Exercise objective ▸ Reproduce all lines of the listing below in which the word "Please" occurs.
========================================
PR #325, opened 2015-10-22
Update pl.js

jembezmamy:
Polish pluralization rules are not the same as russian. :D
I've corrected them according to http://www.unicode.org/cldr/charts/latest/supplemental/language_plural_rules.html

### DIFF
--- a/addon/config/pl.js
+++ b/addon/config/pl.js
@@ -1,2 +1,16 @@
-import ru from './ru';
-export default ru;
+import { ONE, FEW, MANY, OTHER } from './constants';
+
+export default {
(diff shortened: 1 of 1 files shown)


pjmorse:
I think this looks :+1: .

As an aside, I wonder if a low-priority task might be to write a test which loads each of the locale files in turn (or at least the ones which define their own `pluralForm()`) and throws a few hundred numbers at `pluralForm()` just to validate it doesn't do anything unexpected.

jamesarosen:
Beautiful interpretation of the CLDR rules :)

PR #336, opened 2015-11-14
Use public API for container / registry functions.

rwjblue:
As of Ember 2.3, using `this.container` from within an instance that is looked up from the container will issue a deprecation warning suggesting that you should refactor away from the private `this.container` usage to the new public API for using container/registry features (`Ember.getOwner(this)`).

This change pulls in the `ember-getowner-polyfill` to allow us to use `getOwner` on all Ember versions (tested back to 1.10 in that addon's CI).

### DIFF
--- a/addon/services/i18n.js
+++ b/addon/services/i18n.js
@@ -1,4 +1,5 @@
 import Ember from "ember";
+import getOwner from 'ember-getowner-polyfill';
 import Locale from "../utils/locale";
 import addTranslations from "../utils/add-translations";
 import getLocales from "../utils/get-locales";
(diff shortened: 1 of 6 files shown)


rwjblue:
I noticed that Ember 2.0 wasn't under CI so I submitted https://github.com/jamesarosen/ember-i18n/pull/337 with some ember-try config cleanup.

rwjblue:
Ember 2.3.0-beta.1 has been released, and anyone using ember-i18n prior to this PR will be receiving deprecations.

jamesarosen:
+1

PR #1, opened 2015-04-10
Review comments for DM-2418 ("afw tests reuse the same filenames")

jdswinbank:


python/lsst/utils/tests.py
```diff
@@ -135,15 +140,56 @@ def __exit__(self, type, value, traceback):
...
+    outName = "%s_%s%s" % (callerFileName, callerFuncName, ext)
+    outPath = os.path.join(outDir, outName)
+    yield outPath
+    if os.path.isfile(outPath):
+        try:
+            os.remove(outPath)
+        except OSError as e:
+            print "Warning: could not remove file %r: %s" % (outPath, e)
+    else:
+        print "Warning: could not find file %r" % (outPath,)
```
jdswinbank: Should this be using logging rather than `print`? (That's a genuine question -- I don't know the answer, and I'm not aware of a standard -- so I ask for my information rather than as a correction.)

python/lsst/utils/tests.py
```diff
@@ -135,15 +140,56 @@ def __exit__(self, type, value, traceback):
...
+    """
+    callerFrameInfo = inspect.getframeinfo(inspect.stack()[2][0])
+    callerDir, callerFileNameWithExt = os.path.split(callerFrameInfo.filename)
+    callerFileName = os.path.splitext(callerFileNameWithExt)[0]
+    outDir = os.path.join(callerDir, ".tests")
+    if not os.path.isdir(outDir):
+        outDir = ""
+    callerFuncName = callerFrameInfo.function
+    outName = "%s_%s%s" % (callerFileName, callerFuncName, ext)
+    outPath = os.path.join(outDir, outName)
```
jdswinbank: This is almost perfect, but: I often find myself writing code where I define the basic structure of a test, then call it repeatedly using different arguments. For example:

```python
class myTestCase(unittest.TestCase):
    def _testImpl(self, *args):
        # Do some test that uses args
    def test1(self):
         self._testImpl(arg1)
    def test2(self):
         self._testImpl(arg2)
```

(For a real life example, see eg https://github.com/lsst/afw/blob/master/tests/statistics.py#L183).

I think that using the current implementation of `getTempFilePath`, any temporary files generated here would be named after `_testImpl`, which risks a collision -- thought ought to be named after `testN`.

I think you should be able to avoid this by setting `outName` to something like:

```python
outName = "%s%s" % (inspect.getargvalues(inspect.stack()[2][0]).locals['self'].id().split('.', 1)[1].replace('.', '_'), ext)
```

(obviously, reformatted to something more readable!)

python/lsst/utils/tests.py
```diff
@@ -115,12 +117,15 @@ def findFileFromRoot(ifile):
 #-=-=-=-=-=-=-=-=-=-=-=-=-=-=-=-=-=-=-=-=-=-=-=-=-=-=-=-=-=-=-=-=-=-=-=-=-=-=-=-
 
 class temporaryFile:
-    """A class to be used with a with statement to ensure that a file is deleted
-E.g.
+    """!A class to be used with a with statement to ensure that a file is deleted
+
+    @warning deprecated: use getTempFilePath instead
```
jdswinbank: Is there a reason to maintain & deprecate this rather than removing it outright? I think you've removed the only place it was being used as part of this ticket, so just trashing it shouldn't break anything.

python/lsst/utils/tests.py
```diff
@@ -23,18 +23,20 @@
 """Support code for running unit tests"""
 
 import unittest
+import inspect
+from contextlib import contextmanager
 import warnings
+import os
+import sys
+import gc
```
jdswinbank: Being really picky -- the C++ coding standard says that `include`s should be sorted alphabetically. I don't think the Python standard specifically has a similar requirement, but maybe it's implied?

python/lsst/utils/tests.py
r-owen: I think print is better because this is intended for unit tests.

Logging would definitely be preferred if this was for pipeline execution.

python/lsst/utils/tests.py
r-owen: OK. I usually do use alphabetical, but didn't want to mess with existing code. I'll reorder them.

python/lsst/utils/tests.py
r-owen: I wasn't sure if it was used elsewhere (it wasn't used in any code I had checked out, but I am missing a few packages), but I agree. I'll try it and see what buildbot says.

python/lsst/utils/tests.py
r-owen: Note that the problem you mention won't cause a collision, because tests within a test file are not run in parallel. But your alternative still sounds better.

PR #5, opened 2016-04-27
Update testing infrastructure for pytest

timj:
* Add support for testing binaries.
* Reset leak counter after memory test runs.
* flake8 cleanups.

### DIFF
--- a/python/lsst/utils/tests.py
+++ b/python/lsst/utils/tests.py
@@ -27,6 +27,7 @@ from contextlib import contextmanager
 import gc
 import inspect
 import os
+import subprocess
 import sys
 import unittest
 import warnings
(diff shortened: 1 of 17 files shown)


python/lsst/utils/tests.py
```diff
@@ -61,40 +73,169 @@ def run(suite, exit=True):
...
+    def _test_builder(root_dir, test_binary):
+        """!Build a test method.
+
+        The method is built for the supplied binary located
+        in the supplied root directory. If test_binary is absolute
+        path root_dir is ignored.
+
+        test_function = cls._test_builder(root, binary)
+
+        This function does not attach the created test function to a class.
```
r-owen: I don't understand and would appreciate rewording or more explanation. I can think of (at least) two possible meanings:

- The returned function is an unbound method of this class, so you must explicitly specify the "self" argument.
- The function is a free function.

python/lsst/utils/tests.py
```diff
@@ -61,40 +73,169 @@ def run(suite, exit=True):
...
+        The returned will have a name derived from the test_binary.
```
r-owen: Please add a word after "returned", as in "the returned method", or "the name of the returned method is derived..."

timj: Yes. Sorry. Typo.

python/lsst/utils/tests.py
timj: It returns a a free function that is expected to be bound to a class. This may really be an artifact of the way I developed it. I could remove this static method completely and do everything in `discover_tests` or I could make `_test_builder` a class method without returning anything.

python/lsst/utils/tests.py
```diff
@@ -43,10 +45,20 @@
     memId0 = 0                          # ignore leaked blocks with IDs before memId0
     nleakPrintMax = 20                  # maximum number of leaked blocks to print
 
+try:
+    type(open_files)
+except NameError:
+    open_files = set([p.path for p in psutil.Process().open_files()])
```
r-owen: It would be more idiomatic and likely more efficient to remove the []

python/lsst/utils/tests.py
```diff
@@ -43,10 +45,20 @@
...
+
+
 def init():
     global memId0
+    global open_files
     if dafBase:
-        memId0 = dafBase.Citizen_getNextMemId() # used by MemoryTestCase
+        memId0 = dafBase.Citizen_getNextMemId()  # used by MemoryTestCase
+    # Reset the list of open files
+    open_files = set([p.path for p in psutil.Process().open_files()])
```
r-owen: Since you set open_files here, is there any need for the try type(open_files) above? It would be simpler and I think easier to understand (and avoid code duplication) to replace the try/except above with:

    open_files = set()

python/lsst/utils/tests.py
```diff
@@ -61,40 +73,169 @@ def run(suite, exit=True):
...
                 self.fail("Leaked %d blocks" % dafBase.Citizen_census(0, memId0))
 
-#-=-=-=-=-=-=-=-=-=-=-=-=-=-=-=-=-=-=-=-=-=-=-=-=-=-=-=-=-=-=-=-=-=-=-=-=-=-=-=-
+    def testFileDescriptorLeaks(self):
+        now_open = set([p.path for p in psutil.Process().open_files()])
+        diff = now_open.difference(open_files)
+        if diff:
+            for f in diff:
+                print("File open: %s" % f)
+            self.fail("Failed to close %d files" % len(diff))
```
r-owen: This is a really nice test. It would be helpful if you would print the first few file paths, as well, e.g. `sorted(diff)[0:3]` or something similar.

timj: In the error message? All the open files are printed (as for memory leaks) and `py.test` will capture that output on failure and report it.

python/lsst/utils/tests.py
```diff
@@ -61,40 +73,169 @@ def run(suite, exit=True):
...
+                    print("...")
                     for i in range(nleakPrintMax - 1, -1, -1):
-                        print census[i].repr()
+                        print(census[i].repr())
 
                 self.fail("Leaked %d blocks" % dafBase.Citizen_census(0, memId0))
 
-#-=-=-=-=-=-=-=-=-=-=-=-=-=-=-=-=-=-=-=-=-=-=-=-=-=-=-=-=-=-=-=-=-=-=-=-=-=-=-=-
+    def testFileDescriptorLeaks(self):
+        now_open = set([p.path for p in psutil.Process().open_files()])
```
timj: If we go down this path, I'll probably put the above code in a staticmethod so that `init()` and the test agree on definitions.

python/lsst/utils/tests.py
r-owen: You're right. I missed the prints above. Best to leave it as is,

python/lsst/utils/tests.py
```diff
@@ -61,40 +73,169 @@ def run(suite, exit=True):
...
+
+class BinariesTestCase(unittest.TestCase):
+    """!Test that executable binaries can be run and return good status.
+
+    The test methods are dynamically created. Callers
+    must subclass this class in their own test file and invoke
+    the discover_tests() class method to register the tests.
+    """
+
+    def assertExecutable(self, executable, args=None, root_dir=None):
```
r-owen: I suggest you add a msg argument, for the message to print if the executable fails (default to None and print something sensible).

Please standardize on "binary" or "executable" to refer to the path to an executable binary file in this module. Also, please standardize argument names and order for this method and `_test_builder`, for those arguments both have in common.

PR #7, opened 2016-05-05
Skip NFS files in fd leak test and fix grammar in failure message

timj:


python/lsst/utils/tests.py
```diff
@@ -124,13 +125,14 @@ def testFileDescriptorLeaks(self):
         now_open = _get_open_files()
 
         # Some files are opened out of the control of the stack.
-        now_open = set(f for f in now_open if not f.endswith(".car"))
+        now_open = set(f for f in now_open
+                       if not f.endswith(".car") and ".nfs" not in f)
```
ktlim: I thought `.nfs` files were left behind when a process has a file open on a network filesystem and that file is removed (unlinked) from its directory.  These files are supposed to be cleaned up after the file is closed.  If so, doesn't the presence of a `.nfs` file attached to an open file descriptor indicate that there really is an open file that shouldn't be?

timj: Over the years I've had weirdness relating to NFS that relate to issues where it takes a relatively large amount of time for NFS resources to get freed. Given that the tests all work fine on local disk without any file leakage I am inclined to put this down to NFS race conditions and keep the code in there.

PR #13, opened 2016-07-29
DM-6320: Port to Python 3

timj:


tests/raDecToStr.py
```diff
@@ -22,6 +22,7 @@
 # see <http://www.lsstcorp.org/LegalNotices/>.
 #
 
+from builtins import range
```
PaulPrice: Commit message doesn't mention `range`.

python/lsst/utils/multithreading/SharedData.py
```diff
@@ -101,7 +101,7 @@ def __getattribute__(self, name):
         return self._d[name]
 
     def __setattr__(self, name, value):
-        if name == "_d" or len(self._d) == 0 or name in self.__dict__.keys():
+        if name == "_d" or len(self._d) == 0 or name in self.__dict__:
```
PaulPrice: I think "modern python" would have `self._d` instead of `len(self._d) == 0`.

python/lsst/utils/multithreading/SharedData.py
```diff
@@ -124,19 +124,19 @@ def initData(self, data):
         """
         with self._cond:
             bad = []
-            realattrs = self.__dict__.keys()
-            for key in data.keys():
+            realattrs = list(self.__dict__.keys())
```
PaulPrice: `set` would be better because we want to see what's `in` it.

In fact, I would write the whole `for` loop that's about to come as a `set` operation:

    bad = set(data.keys()).intersection(set(self.__dict__.keys()))

python/lsst/utils/tests.py
```diff
@@ -22,6 +22,9 @@
 
 """Support code for running unit tests"""
 from __future__ import print_function
+from __future__ import division
```
PaulPrice: Is there a reason we don't put this in every file?

Any reason not to combine it with the above line (I actually like the style of one `import` per line, but that's not what we generally do).

timj: I believe coding policy is that these `__future__` imports should always be used (and absolute_import as well for init files) but retrospectively adding the division one usually needs some thinking.

python/lsst/p_lsstSwig.i
```diff
@@ -53,6 +53,12 @@
 %include "carrays.i"
 %include "typemaps.i"
 
+// Allow Python2 to accept unicode strings
+%module unicode_strings
```
PaulPrice: Why `%module`?  I don't think you want to do that --- it's declaring a new module, but this is supposed to be included by other modules.

timj: You are right. I was probably a bit too trigger happy on copying the example code from http://swig.org/Doc3.0/Python.html#Python_2_unicode (albeit this code does actually solve the problem). I'll remove everything except for the `#define` and see what happens.

python/lsst/utils/multithreading/SharedData.py
timj: I think it's `not self._d` and I've made the change.

tests/raDecToStr.py
timj: Message updated

python/lsst/p_lsstSwig.i
timj: I removed the module and I also added a test that fails without this unicode flag enabled.

PR #14, opened 2016-08-01
Wrap with pybind11 instead of swig

pschella:


python/lsst/utils/SConscript
```diff
@@ -1,4 +1,6 @@
 # -*- python -*-
 from lsst.sconsUtils import scripts
-scripts.BasicSConscript.python()
```
timj: The `python` method only built SWIG files and did nothing else?

python/lsst/utils/SConscript
```diff
@@ -1,4 +1,6 @@
...
+scripts.BasicSConscript.pybind11(['raDecStr'])
+scripts.BasicSConscript.pybind11(['demangle'])
+scripts.BasicSConscript.pybind11(['utils'])
```
timj: Can this target take a list with multiple files rather than one per line? Could it scan the directory for `.cc` files?

python/lsst/utils/utilsLib.py
```diff
@@ -0,0 +1,3 @@
+from _raDecStr import *
+from _demangle import *
+from _utils import *
```
timj: Missing new line. I assume this file is for backwards compatibility and can be removed when SWIG goes.

timj: Actually, can't we just move these 3 lines to `__init__.py`?

timj:
Having looked at the other PRs, ignore my comment about the .cc files in the python tree.

python/lsst/utils/utilsLib.py
timj: From the other PRs I see you are just being consistent and declaring that Python wrapper python code always lives in a Lib.py file just like for SWIG.

python/lsst/p_lsstSwig.i
```diff
@@ -1,281 +0,0 @@
-// -*- lsst-c++ -*-
```
pschella: It is, but the plan is to migrate the stack from the bottom up on a separate branch and then switch over in one go later. Although technically possible, keeping swig alive for higher layers while porting lower layers to pybind11 adds a lot of complexity that was deemed unnecessary (at least for the trial). I suggest that we leave it out for now, but consider restoring it if it turns out that the higher layers are otherwise independent.

python/lsst/utils/SConscript
pschella: Yes, from looking at `sconsUtils` that is all it does (despite the slightly confusing name).

python/lsst/utils/SConscript
pschella: Yes, we can give it all modules in one list instead (and I will make that change). It could certainly also scan the directory, but that would require modifying `sconsUtils` so I propose to not do that for now.

python/lsst/p_lsstSwig.i
timj: Ok. I had not realized we were going to have to "big bang" this. As you move higher up the stack there will be lots of rebasing to do.

python/lsst/utils/SConscript
timj: Fair enough.

python/lsst/utils/utilsLib.py
pschella: Yes, I originally wanted to have everything in `__init__.py`. But that turned out to require too much unnecessary churn in the unit tests. So I opted for clarity and have this two step approach (with the old `packageLib.py` in between the now separate modules and the package init).

pschella:
Thanks!

PR #16, opened 2016-08-07
DM-7150: Configure a default log for app unit tests

hchiang2:


python/lsst/utils/tests.py
```diff
@@ -71,6 +72,13 @@ def init():
         memId0 = dafBase.Citizen_getNextMemId()  # used by MemoryTestCase
     # Reset the list of open files
     open_files = _get_open_files()
+    lsst.log.configure_prop("""
```
timj: Can you add a comment before this line to explain what you are doing.

python/lsst/utils/tests.py
```diff
@@ -71,6 +72,13 @@ def init():
         memId0 = dafBase.Citizen_getNextMemId()  # used by MemoryTestCase
```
========================================
Result for this task ▸
r-owen: Please add a word after "returned", as in "the returned method", or "the name of the returned method is derived..."
Please standardize on "binary" or "executable" to refer to the path to an executable binary file in this module. Also, please standardize argument names and order for this method and `_test_builder`, for those arguments both have in common.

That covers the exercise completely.